Treatments with sofosbuvir were carried out at 20 mg/kg/day because this dose was administered to mice during preclinical development. The studies using this dose supported the clinical dossier to approve the safe and effective use of sofosbuvir in humans at 400 mg/day to treat HCV infection25. Thus, as a proof of concept, our findings consistently show that sofosbuvir, at a pragmatic concentration, possesses antiviral activity robust enough to provide protection against severe doses of virus. Under our conditions, less than 5% of all the animals assayed survived. Sofosbuvir increased the time of survival and reduced the mortality of infected animals. We also identified an associated likelihood of decreased mortality when comparing pretreatment with late initiation of treatment (2 days after infection). These data may provide two important general notions: i) earlier sofosbuvir administration to ZIKV-infected mice leads to better antiviral results and reduced mortality; and ii) regardless of timing, it is more opportune to administer sofosbuvir rather than leave the animals without treatment for the sake of survival. This narrow and early time frame for antiviral intervention is common to other acute viral infections30. Mortality to pandemic influenza, for example, is reduced if neuraminidase inhibitors are administered early in the time course of infection, preferentially within 2.5 days of infection30. Sofosbuvir-treated animals had reduced mortality risk and also lived longer.

Moreover, sofosbuvir pretreatment prevented ZIKV mortality, suggesting its potential use for pre-exposure prophylaxis. We envision that prophylactic activity is a distinguishable feature of sofosbuvir against Zika. If safe, prophylactic drugs could be used by individuals at high risk of complications by a given infectious agent. Pregnant women and their babies are at the highest risk of ZIKV-associated morbidities. Sofosbuvir has a record of safety, even when the indiscriminate use of this substance occurred in limited numbers of pregnant women31. In addition, more accurate clinical-based evidence may start to emerge in late 2018 because a clinical trial of sofosbuvir on pregnant women is ongoing32.

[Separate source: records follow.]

PR #9414, opened 2023-07-03
DateTimePicker has incorrect AccessKey and KeyboardShortcut accessibility properties when Text contains '&' character

### LINKED ISSUE #9281: DateTimePicker has incorrect AccessKey and KeyboardShortcut accessibility properties when Text contains '&' character
### .NET version

.NET 8

No

No

### Issue description

Follow-up on https://github.com/dotnet/winforms/pull/9253/files#r1227133642. 

When DateTimePicker has text with '&' character before another character, DateTimePickerAccessibleObject [interprets](https://github.com/dotnet/winforms/blob/d1c6829dfa2c26757efab792fd0bab012537c629/src/System.Windows.Forms/src/System/Windows/Forms/DateTimePicker.DateTimePickerAccessibleObject.cs#L38-L45) it as a mnemonic character — as if it's a shortcut to select it by Alt+mnemonic. Some controls like Label support it by adding an underscore for a mnemonic character and making it a shortcut. But DateTimePicker doesn't seem to support it, '&' is interpreted as a regular character without any special meaning, it doesn't create a shortcut. I didn't find a way to turn '&' into a mnemonic by escaping it with `\` or similar, and there is no documentation on Win32 DateTimePicker regarding mnemonic characters.

As a result, Narrator announces it as a shortcut, although it doesn't work, unlike a mnemonic shortcut from Label with `"&Date"` text:
datetimepicker-shortcut

AccessKey and KeyboardShortcut accessibility properties should be empty instead of "Alt+t":
image

### Steps to reproduce

1. Add a DateTimePicker to form
2. Set `Format` as `Custom`
3. Add `&` before any character in `CustomFormat` property, for example set `CustomFormat` as `'Date&Time' hh:mm dd/MM`

Sample app:
[WinFormsApp8.zip](https://github.com/dotnet/winforms/files/11734357/WinFormsApp8.zip)

Epica3055:
Fixes #9281 

## Proposed changes

- 
- fix DateTimePicker's KeyboardShortcut property
- add unit tests
- 

## Regression? 

- No

### Before

image

### After

image

## Test methodology 

- 
- Manually and Unit Test 
- 

 

## Test environment(s) 

8.0.0-preview.7.23330.6

###### Microsoft Reviewers: [Open in CodeFlow](https://portal.fabricbot.ms/api/codeflow?pullrequest=https://github.com/dotnet/winforms/pull/9414)

### DIFF
--- a/src/System.Windows.Forms/src/System/Windows/Forms/DateTimePicker.DateTimePickerAccessibleObject.cs
+++ b/src/System.Windows.Forms/src/System/Windows/Forms/DateTimePicker.DateTimePickerAccessibleObject.cs
@@ -32,7 +32,7 @@ public partial class DateTimePicker
                     }
                 }
 
-                // WIn32 DTP does not interpret ampersand in its Text as an escape character for a mnemonic.
+                // Win32 DTP does not interpret ampersand in its Text as an escape character for a mnemonic.
                 return null;
             }
         }
--- a/src/System.Windows.Forms/src/System/Windows/Forms/DateTimePicker.DateTimePickerAccessibleObject.cs
+++ b/src/System.Windows.Forms/src/System/Windows/Forms/DateTimePicker.DateTimePickerAccessibleObject.cs
@@ -32,6 +32,7 @@ public partial class DateTimePicker
                     }
                 }
 
+                // WIn32 DTP does not interpret ampersand in its Text as an escape character for a mnemonic.
                 return null;
             }
         }
--- a/src/System.Windows.Forms/src/System/Windows/Forms/DateTimePicker.DateTimePickerAccessibleObject.cs
+++ b/src/System.Windows.Forms/src/System/Windows/Forms/DateTimePicker.DateTimePickerAccessibleObject.cs
@@ -32,18 +32,7 @@ public partial class DateTimePicker
                     }
                 }
 
-                string? baseShortcut = base.KeyboardShortcut;
-
-                if (baseShortcut is null || baseShortcut.Length == 0)
-                {
-                    char ownerTextMnemonic = WindowsFormsUtils.GetMnemonic(this.GetOwnerText(), convertToUpperCase: false);
-                    if (ownerTextMnemonic != '\0')
-                    {
-                        return $"Alt+{ownerTextMnemonic}";
-                    }
-                }
-
-                return baseShortcut;
+                return null;
             }
         }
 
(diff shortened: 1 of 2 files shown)


src/System.Windows.Forms/src/System/Windows/Forms/DateTimePicker.DateTimePickerAccessibleObject.cs
```diff
@@ -32,18 +32,7 @@ public DateTimePickerAccessibleObject(DateTimePicker owner) : base(owner)
...
-                {
-                    char ownerTextMnemonic = WindowsFormsUtils.GetMnemonic(this.GetOwnerText(), convertToUpperCase: false);
-                    if (ownerTextMnemonic != '\0')
-                    {
-                        return $"Alt+{ownerTextMnemonic}";
-                    }
-                }
-
-                return baseShortcut;
+                return null;
```
Tanya-Solyanik, line 35: Please add a comment that WIn32 DTP does not interpret ampersand in its Text as an escape character for a mnemonic.

Tanya-Solyanik (commented):
Looks good

src/System.Windows.Forms/tests/UnitTests/System/Windows/Forms/DateTimePicker.DateTimePickerAccessibleObjectTests.cs
```diff
@@ -342,4 +342,39 @@ public void DateTimePickerAccessibleObject_DoDefaultAction_IfHandleIsCreated_Ret
...
+        dateTimePicker1.Name = "dateTimePicker1";
+        dateTimePicker1.TabIndex = 0;
+
+        label1.AutoSize = true;
+        label1.Name = "label1";
+        label1.TabIndex = 1;
+        label1.Text = "&Date";
+
+        dateTimePicker2.Name = "dateTimePicker2";
+        dateTimePicker2.TabIndex = 2;
```
dmitrii-drobotov, line 366: Nit: some of these assignments can be removed because they don't affect keyboard shortcuts behavior.
```suggestion
        dateTimePicker1.CustomFormat = "'Date&Time' hh:mm dd/MM";
        dateTimePicker1.Format = DateTimePickerFormat.Custom;

        label1.Text = "&Date";
```

Epica3055: TabIndex  is related to PreviousLabel , so I think it can not be remove.

src/System.Windows.Forms/src/System/Windows/Forms/DateTimePicker.DateTimePickerAccessibleObject.cs
```diff
@@ -32,6 +32,7 @@ public DateTimePickerAccessibleObject(DateTimePicker owner) : base(owner)
                     }
                 }
 
+                // WIn32 DTP does not interpret ampersand in its Text as an escape character for a mnemonic.
```
Tanya-Solyanik, line 35: Oops, wrong case - Win32

dreddy-work (approved):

ZIKV detection in the kidney, urine, plasma, and spleen before reaching the brain33,34,35 has been associated as a hallmark of the natural history of ZIKV infection. Sofosbuvir effects on survival were associated with an inhibition of acute virus infection and spread through different anatomical compartments. Since sofosbuvir reduced acute virus loads, sofosbuvir-treated ZIKV-infected animals displayed fewer foci of brain microhaemorrhage when compared to their untreated counterparts. Moreover, sofosbuvir-treated mice responded properly to neuromotor reflexes (righting), whereas untreated ZIKV-infected animals had severe impairment of this parameter.

In the long-term analysis of animals that survived, we noticed that ZIKV-infected animals had behavioural sequelae compatible with memory impairment. This is consistent with virus-induced cell death and cerebral inflammation in memory-forming areas14, 18, 23, 36, 37. Sofosbuvir-treated ZIKV-infected mice survived longer and in more numbers than untreated animals. The surviving animals were also healthier, responding to memory testing behaviour consistent with uninfected control mice.

Altogether, our results indicate that sofosbuvir treatment at a pharmacologically relevant concentration inhibits ZIKV replication in vivo, reducing mortality and blocking behavioural sequelae in the short- and long-term analysis. These results are an important proof of concept and are consistent with a prospective necessity of antiviral drugs to treat ZIKV-infected individuals.